WHAT THIS TASK INVOLVES: Each entry must appear in the answer exactly as given.

Stored items
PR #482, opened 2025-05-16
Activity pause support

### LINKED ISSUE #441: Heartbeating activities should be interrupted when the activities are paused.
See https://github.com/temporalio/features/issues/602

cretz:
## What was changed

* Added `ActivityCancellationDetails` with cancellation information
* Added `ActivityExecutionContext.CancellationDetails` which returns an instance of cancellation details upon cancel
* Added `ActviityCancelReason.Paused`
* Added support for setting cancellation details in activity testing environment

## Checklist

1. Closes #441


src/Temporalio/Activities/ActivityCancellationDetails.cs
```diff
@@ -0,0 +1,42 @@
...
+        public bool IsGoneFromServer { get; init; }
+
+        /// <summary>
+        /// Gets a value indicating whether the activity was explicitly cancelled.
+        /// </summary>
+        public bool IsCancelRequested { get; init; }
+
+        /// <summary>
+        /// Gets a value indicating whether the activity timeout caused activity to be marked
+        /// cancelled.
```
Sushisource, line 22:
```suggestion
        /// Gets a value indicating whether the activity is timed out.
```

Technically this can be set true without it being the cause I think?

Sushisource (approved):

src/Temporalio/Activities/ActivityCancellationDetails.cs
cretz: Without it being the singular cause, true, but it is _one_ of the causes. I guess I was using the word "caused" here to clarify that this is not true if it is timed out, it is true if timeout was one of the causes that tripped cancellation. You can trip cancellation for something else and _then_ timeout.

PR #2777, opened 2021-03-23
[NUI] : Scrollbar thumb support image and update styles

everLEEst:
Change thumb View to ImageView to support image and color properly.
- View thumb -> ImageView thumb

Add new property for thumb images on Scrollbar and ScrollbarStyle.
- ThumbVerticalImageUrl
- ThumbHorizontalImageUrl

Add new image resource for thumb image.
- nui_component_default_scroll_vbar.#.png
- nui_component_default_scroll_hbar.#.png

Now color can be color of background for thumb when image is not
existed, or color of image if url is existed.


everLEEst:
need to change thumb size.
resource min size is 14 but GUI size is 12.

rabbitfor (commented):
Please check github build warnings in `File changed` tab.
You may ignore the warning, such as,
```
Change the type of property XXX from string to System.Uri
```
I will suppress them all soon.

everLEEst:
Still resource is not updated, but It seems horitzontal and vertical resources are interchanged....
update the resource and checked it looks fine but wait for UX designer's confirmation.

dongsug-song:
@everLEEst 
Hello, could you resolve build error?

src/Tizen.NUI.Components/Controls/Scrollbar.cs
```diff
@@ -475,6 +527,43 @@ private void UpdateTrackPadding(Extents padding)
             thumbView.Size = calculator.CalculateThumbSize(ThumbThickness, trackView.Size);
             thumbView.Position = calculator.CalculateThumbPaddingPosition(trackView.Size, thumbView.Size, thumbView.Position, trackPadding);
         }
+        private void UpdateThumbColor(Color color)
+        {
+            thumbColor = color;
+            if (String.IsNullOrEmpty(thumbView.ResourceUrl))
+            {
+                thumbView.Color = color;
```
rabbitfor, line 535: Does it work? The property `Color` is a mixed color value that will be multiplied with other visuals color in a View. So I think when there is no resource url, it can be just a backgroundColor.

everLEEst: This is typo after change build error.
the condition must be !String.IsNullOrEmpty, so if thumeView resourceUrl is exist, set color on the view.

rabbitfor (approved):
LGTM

EXERCISE ANSWER:
PR #482, opened 2025-05-16
Activity pause support

### LINKED ISSUE #441: Heartbeating activities should be interrupted when the activities are paused.
See https://github.com/temporalio/features/issues/602

cretz:
## What was changed

* Added `ActivityCancellationDetails` with cancellation information
* Added `ActivityExecutionContext.CancellationDetails` which returns an instance of cancellation details upon cancel
* Added `ActviityCancelReason.Paused`
* Added support for setting cancellation details in activity testing environment

## Checklist

1. Closes #441


src/Temporalio/Activities/ActivityCancellationDetails.cs
```diff
@@ -0,0 +1,42 @@
...
+        public bool IsGoneFromServer { get; init; }
+
+        /// <summary>
+        /// Gets a value indicating whether the activity was explicitly cancelled.
+        /// </summary>
+        public bool IsCancelRequested { get; init; }
+
+        /// <summary>
+        /// Gets a value indicating whether the activity timeout caused activity to be marked
+        /// cancelled.
```
Sushisource, line 22:
```suggestion
        /// Gets a value indicating whether the activity is timed out.
```

Technically this can be set true without it being the cause I think?

Sushisource (approved):

src/Temporalio/Activities/ActivityCancellationDetails.cs
cretz: Without it being the singular cause, true, but it is _one_ of the causes. I guess I was using the word "caused" here to clarify that this is not true if it is timed out, it is true if timeout was one of the causes that tripped cancellation. You can trip cancellation for something else and _then_ timeout.

PR #2777, opened 2021-03-23
[NUI] : Scrollbar thumb support image and update styles

everLEEst:
Change thumb View to ImageView to support image and color properly.
- View thumb -> ImageView thumb

Add new property for thumb images on Scrollbar and ScrollbarStyle.
- ThumbVerticalImageUrl
- ThumbHorizontalImageUrl

Add new image resource for thumb image.
- nui_component_default_scroll_vbar.#.png
- nui_component_default_scroll_hbar.#.png

Now color can be color of background for thumb when image is not
existed, or color of image if url is existed.


everLEEst:
need to change thumb size.
resource min size is 14 but GUI size is 12.

rabbitfor (commented):
Please check github build warnings in `File changed` tab.
You may ignore the warning, such as,
```
Change the type of property XXX from string to System.Uri
```
I will suppress them all soon.

everLEEst:
Still resource is not updated, but It seems horitzontal and vertical resources are interchanged....
update the resource and checked it looks fine but wait for UX designer's confirmation.

dongsug-song:
@everLEEst 
Hello, could you resolve build error?

src/Tizen.NUI.Components/Controls/Scrollbar.cs
```diff
@@ -475,6 +527,43 @@ private void UpdateTrackPadding(Extents padding)
             thumbView.Size = calculator.CalculateThumbSize(ThumbThickness, trackView.Size);
             thumbView.Position = calculator.CalculateThumbPaddingPosition(trackView.Size, thumbView.Size, thumbView.Position, trackPadding);
         }
+        private void UpdateThumbColor(Color color)
+        {
+            thumbColor = color;
+            if (String.IsNullOrEmpty(thumbView.ResourceUrl))
+            {
+                thumbView.Color = color;
```
rabbitfor, line 535: Does it work? The property `Color` is a mixed color value that will be multiplied with other visuals color in a View. So I think when there is no resource url, it can be just a backgroundColor.

everLEEst: This is typo after change build error.
the condition must be !String.IsNullOrEmpty, so if thumeView resourceUrl is exist, set color on the view.

rabbitfor (approved):
LGTM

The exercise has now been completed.